宫人端来了几样茶点,火腿云饼酥香,还热气腾腾的。

孟千山拿了一个来吃,道:“你若信得过我,不如说与我听听?”

“你知不知道有句诗叫生同衾死同穴。”

孟千山点点头,“很感人的诗句。”

宋檀却很费解,“你说,两个人好好活着的时候,为什么非去琢磨死后的事情呢。”

孟千山微愣,还不等她说些什么,宋檀又道:“我以前翻佛经的时候,只觉得是因为对现世有所求,有所不满,人才会祈求来世。是不是我做错了什么事情,或者有什么我没有做好,才令他产生那样的想法。”

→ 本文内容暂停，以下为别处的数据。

PR #5022, opened 2020-12-14
Set moment.locale properly

mishaschwartz:
## Motivation and Context

We don't set the locale in a dom element anymore. Instead it is set in a script on the I18n.locale attribute.

## Your Changes

**Description**:

Get the locale info properly instead of trying to get a DOM element that no longer exists

## Checklist

### DIFF
--- a/app/views/assignments/_boot.js.erb
+++ b/app/views/assignments/_boot.js.erb
@@ -117,9 +117,6 @@
   }
 
   $(document).ready(function() {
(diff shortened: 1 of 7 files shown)


david-yz-liu (commented):
This change is good, but let's actually take the opportunity to remove the code duplication and set `moment.locale` in `app/views/layouts/_i18n_config.html.erb`.

(Also there's now an unused localization string.)

PR #5032, opened 2020-12-21
Jupyter notebook render

mishaschwartz:
## Motivation and Context

 It would be nice to render jupyter notebooks... this PR does that.

## Your Changes

**Description**:

- added python dependency to render notebooks as html using nbconvert
- cache previously rendered notebooks on disk
- add helper to select range so that we can enable annotations for these files later on

## Testing

- added tests

## Checklist

- add description of jupyter notebook conversion

### DIFF
--- a/app/assets/javascripts/Components/Result/jupyter_notebook_viewer.jsx
+++ b/app/assets/javascripts/Components/Result/jupyter_notebook_viewer.jsx
@@ -1,10 +1,25 @@
 import React from "react";
+import {markupTextInRange} from "../Helpers/range_selector";
 
 export class JupyterNotebookViewer extends React.Component {
-  // TODO: create annotation layer and link annotations to html elements in the iframe
+
+  elemMarkup = (node) => {
+    const elem = document.createElement('span');
+    elem.style.backgroundColor = 'red';
+    return elem;
+  }
+
+  getSelection = () => {
+    const iframe = document.getElementById("jupyter-notebook");
+    const target = (iframe.contentWindow || iframe.contentDocument);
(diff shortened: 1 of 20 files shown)


app/models/submission_file.rb
```diff
@@ -88,6 +90,10 @@ def is_pdf?
     File.extname(filename).casecmp('.pdf') == 0
   end
 
+  def pynb?
```
david-yz-liu, line 93: I'd prefer `is_pynb?` here to be consistent with the other methods.

david-yz-liu (commented):
Looks great. I left a few very minor comments. I didn't review the annotation js code, as we'll enable that later.

Just a reminder that you're also adding some tests to cover some of the added lines.

app/models/submission_file.rb
mishaschwartz: It is consistent with other methods but not with the rubocop checks. We should actually swap the rest of them over to this style or if not, then disable the cop. I'm happy with either.

david-yz-liu: Ah interesting, you can disable the cop then.

app/assets/javascripts/Components/Result/jupyter_notebook_viewer.jsx
```diff
@@ -0,0 +1,29 @@
...
+
+  constructor() {
+    super();
+    this.state = {
+      annotations: []
+    }
+  }
+
+  getSelection = () => {
+    const iframe = document.getElementById("jupyter-notebook");
```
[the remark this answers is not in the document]
mishaschwartz: sure, noted for later

PR #5033, opened 2020-12-22
Allow user to view binary file as plain text if they want

mishaschwartz:
## Motivation and Context

Sometimes student submissions are categorized by MarkUs as a binary files even if they are not. For example, students can submit the output of running gdb which often looks a lot like a binary file to MarkUs even if that is not the intention. 
While grading, it would be nice to have to option to say that a file is not actually binary and display it anyway.

Note: this was a requested feature from csc209

## Your Changes

**Description**:

- add new BinaryViewer which shows an additional link to download the view the binary file as text anyway
- add a new param to the `get_file` route which specifies that a binary file should be downloaded as text anyway

## Testing

- tested in the UI
- we currently have no tests for the `get_file` route so I added a TODO to add those later

## Checklist

- describe this additional option in the Grading View page

### DIFF
--- a/config/locales/views/submissions/en.yml
+++ b/config/locales/views/submissions/en.yml
@@ -56,8 +56,8 @@ en:
 
     # Miscellaneous
     cannot_display: "Cannot display this file. Please download it to view."
-    get_anyway: "Try to render this file anyway?"
     commit_date: "Submission Date"
+    get_anyway: Try to render this file anyway?
     grace_credits_used: "Grace Credits Used"
     grading_can_begin: "Grading can begin"
     grading_can_begin_after: "Grading can begin after %{time}"
--- a/config/locales/views/submissions/en.yml
+++ b/config/locales/views/submissions/en.yml
@@ -56,6 +56,7 @@ en:
 
     # Miscellaneous
     cannot_display: "Cannot display this file. Please download it to view."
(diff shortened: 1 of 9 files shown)


config/locales/views/submissions/en.yml
```diff
@@ -56,6 +56,7 @@ en:
 
     # Miscellaneous
     cannot_display: "Cannot display this file. Please download it to view."
+    get_anyway: "Try to render this file anyway?"
```
david-yz-liu, line 59: I'd like to actually keep the keys in alphabetical order if possible. If you could move this below `commit_date` that would be great!

david-yz-liu (commented):
I left one small comment. I also think you're now adding full tests for `get_file` in another PR, so no need to add tests here?

mishaschwartz:
I'd like to add tests here but I'm going to wait until #5032 is merged so I can use the structure I've set up there for the tests.

config/locales/views/submissions/en.yml
mishaschwartz: That's fine... but if we want to alphebetize the keys then lets just run `i18n-tasks normalize` in a different PR and be better about keeping it sorted from now on.

mishaschwartz: #5056

PR #5054, opened 2021-01-04
test-results: Update test results table UI.

david-yz-liu:
## Motivation and Context

When viewing test results, the "test output" column is often too small compared to the size of the output, making it hard to read.

## Your Changes

**Description**: Made the test output data a (`react-table`) subcomponent of each test result row. Updated the CSS so that the "expand" arrow only displays when there is some test output, and test output should be shown (this can be toggled for students).

I also condensed the "Mark" and "Total" columns into a single column, to make more room for the test name/description in each row.

## Testing

Tested the new view in both Firefox and Chrome.

## Checklist


app/assets/javascripts/Components/test_run_table.jsx
```diff
@@ -150,39 +150,35 @@ class TestGroupResultTable extends React.Component {
...
     },
     {
       id: 'marks_earned',
       Header: I18n.t('activerecord.attributes.test_result.marks_earned'),
       accessor: row => row['test_results.marks_earned'],
-      minWidth: 40,
+      Cell: row => {
+        const marksEarned = row.original['test_results.marks_earned'];
+        const marksTotal = row.original['test_results.marks_total'];
+        return `${marksEarned} / ${marksTotal}`;
```
mishaschwartz, line 169: marksEarned or marksTotal can be null if the result hasn't returned yet. I would recommend replacing this with:

```js
if (marksEarned !== null && marksTotal !== null) {
   return `${marksEarned} / ${marksTotal}`;
}
return '';
```

Issue #421, opened 2021-05-13
Redundant message when no result in search


hantt12:
### Description
In all screens (received share, myspace, shared space), if user searches and there is no result, the message is duplicate
In my opinion, we can remove "0 result" at the top

Tested in ios 0.7.0 (46)

![signal-2021-05-13-142742.jpeg](https://images.zenhubusercontent.com/5ee9def7c40b48447a4362e2/5e62ccda-17a7-4392-a7dc-4d9ac4815ea7)

huynguyennovem:
Confirm this bug is fixed in ver 2.0.0
https://github.com/linagora/linshare-mobile-flutter-app/commit/064ab96301359c34ed1c271e8dcca022041e3f12
![Screenshot_1633086286.png](https://images.zenhubusercontent.com/605175c4593ffb54122f0753/969aa8c3-1305-45b2-af35-f1164301c918)

PR #615, opened 2021-09-13
remove results when null in search view (#421)

imGok:
searchvewwe

### DIFF
--- a/lib/presentation/view/common/common_view.dart
+++ b/lib/presentation/view/common/common_view.dart
@@ -44,6 +44,10 @@ class CommonView {
   }
 
   Widget buildResultCountRow(BuildContext context, int count) {
+    if (count == 0) {
+      return SizedBox.shrink();
+    }
+
     return Container(
       color: AppColor.topBarBackgroundColor,
       height: 40.0,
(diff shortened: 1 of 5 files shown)


hoangdat:
How about the UI whenever no result matched? @imGok

lib/presentation/view/common/common_view.dart
```diff
@@ -44,6 +44,10 @@ class CommonView {
   }
 
   Widget buildResultCountRow(BuildContext context, int count) {
+    if (count == 0) {
```
huynguyennovem, line 47: You updated here but haven't used this function in the screens (my space, received share, shared space). 
If you use this, you don't need to check the length of state's list more :)

imGok: yh u are right i'll update other too

imGok: > How about the UI whenever no result matched? @imGok

image

imGok:
> How about the UI whenever no result matched? @imGok

image

imGok:
@hoangdat rdy to go

huynguyennovem (approved):
/lgtm

Issue #649, opened 2021-09-28
[Bug] File did not make offline is showing offline icon


hoangdat:
### Current behavior

1. Logged in with user 1
2. Select a workgroup `X`, which have member: (user1, user2, ...)
3. Select a file `F` on `X` then make available offline
4. Logout
5. Logged in with user2
6. Open the workgroup `X`
7. Check the file `F` 

### Acceptance criteria

The list of acceptance criteria (defined in the corresponding User Story or coming from your functional knowledge of the product)
These acceptance criteria must be met by the corrective implementation done by the developers.

### Context

Devices, OS

### Additional information

frequency, log files,...

huynguyennovem:
Can't re-procedure. Can you record a video?

PR #652, opened 2021-09-30
LA-649 Bug fixes offline mode when logout

huynguyennovem:
- Ticket: #649 
- Demo: 

https://user-images.githubusercontent.com/29337364/135487338-4185cca1-4ef7-4478-982d-aba5a92e7f9a.mp4


hoangdat:
@huynguyennovem please rebase it. One more question: how about if user close app right after logout (delete tasks is not completed)?

huynguyennovem:
> @huynguyennovem please rebase it. One more question: how about if user close app right after logout (delete tasks is not completed)?

This is hard to occur because we always `await` `logoutAction` stuff. After that finished, app navigates to login screen. 
Unless user actions are faster than phone chip speed or maybe the auto-test is set up for this case.

hoangdat (approved):

PR #697, opened 2021-11-05
LA-645 Add info button to the app bar of Workgroup

dab246:
https://user-images.githubusercontent.com/80730648/140453869-eb7789ed-b124-49f0-8ba5-3b703a76012f.mov


hoangdat:
How about when user in a child folder?

dab246:
> How about when user in a child folder?

button is still visible because it still belongs to that workgroup.

hoangdat (approved):

PR #729, opened 2021-11-10
[Drive] Support Drive function

hoangdat:
### separate context menu for Drive
- [x] Done

### open drive 
- [ ] all child workgroup of drive will be showed by API
```
@GET /webservice/rest/user/v4/shared_spaces?parent={id}&withRole=true
```

- [ ] support drive in destination picker
- [ ] temporary disable create workgroup inside drive


hoangdat:
duplicate with #730

PR #752, opened 2021-11-23
LA-704 Support account detail in offline mode

dab246:
https://user-images.githubusercontent.com/80730648/142981820-13a2384a-ffb2-4641-818b-51086e83d22f.mov


hoangdat:
how about if we haven't come to account details before?

hoangdat (approved):

PR #774, opened 2021-12-03
:hammer: Fix syntax error in bitrise.yaml

hoangdat:


hoangdat:
@tnstung I repair your fix :)

PR #816, opened 2022-01-12
Add staging environment and build-time variable to config

hoangdat:
@dab246 please review


dab246 (commented):
IMO you shouldn't create too many repositories. Instead you should `define` output multiple `url` corresponding to each environment via the `SaaSType` variable.

hoangdat:
@dab246 please review again

dab246 (approved):
good !

PR #824, opened 2022-01-18
LA-820 Support WORK_SPACE

dab246:
https://user-images.githubusercontent.com/80730648/149924850-442ce0a6-060b-46ac-9499-88e752509251.mp4


hoangdat:
- How about upload inside/outside to WorkSpace?

dab246:
> * How about upload inside/outside to WorkSpace?

It works just like the `Drive` case

hoangdat (approved):

PR #833, opened 2022-01-21
Fix Deleting token

hoangdat:


data/lib/src/datasource_impl/authentication_oidc_datasource_impl.dart
```diff
@@ -74,9 +74,12 @@ class AuthenticationOIDCDataSourceImpl implements AuthenticationOIDCDataSource {
             redirectUrl,
             discoveryUrl: discoveryUrl,
             scopes: scopes,
-            preferEphemeralSession: preferEphemeralSessionIOS,
-            promptValues: promptValues,
-            allowInsecureConnections: allowInsecureConnections));
+            preferEphemeralSession: true,
+            promptValues: ['consent'],
+            responseMode: 'query'));
```
dab246, line 79: why hardcode? IMO should get the value from the config file.

hoangdat: This information is not related to config file, it is only depended on the client when connecting to server. No problem

dab246 (approved):

PR #855, opened 2022-03-24
Add crashlytics to LinShare project

hoangdat:
- [x] get crash log in local
- [ ] config to run with CI
- [ ] config to run with CD


hoangdat:
image

image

六安说宣睢写那道旨意是因生病而多思多想,但是宋檀却觉得,那不是一时的心血来潮,那份令宋檀殉葬的旨意大约现在还藏在什么地方,宣睢从来就没放弃过这个想法。

孟千山云里雾里的听了一会儿,只约莫觉得是与皇帝有关的事情。

宋檀揉了揉眉心,清秀的眉眼显出一股哀愁。他鲜少露出这幅模样,在皇帝的盛宠之下还有愁绪,旁人要说他贪心和矫情的。

孟千山想了想,大手一挥道:“想那么多有什么用,干就完了!”

宋檀看着孟千山,孟千山往嘴里塞了块点心,“要干什么就去干!只要干了,就会有新的问题,有了新的问题,你就不会纠结于眼前的问题了。”

宋檀看了眼孟千山,颇觉无语。

夜深人静,熄灯之后又过了许久,宋檀还是没什么睡意。

宣睢躺在他身边,宋檀不大敢动,好半晌才轻轻地侧了侧身子,看向宣睢。

自当年江西案后,宣睢越发多疑,喜怒不定,心思难测,别说宋檀,就是夏明义在这里也未必能看得透了。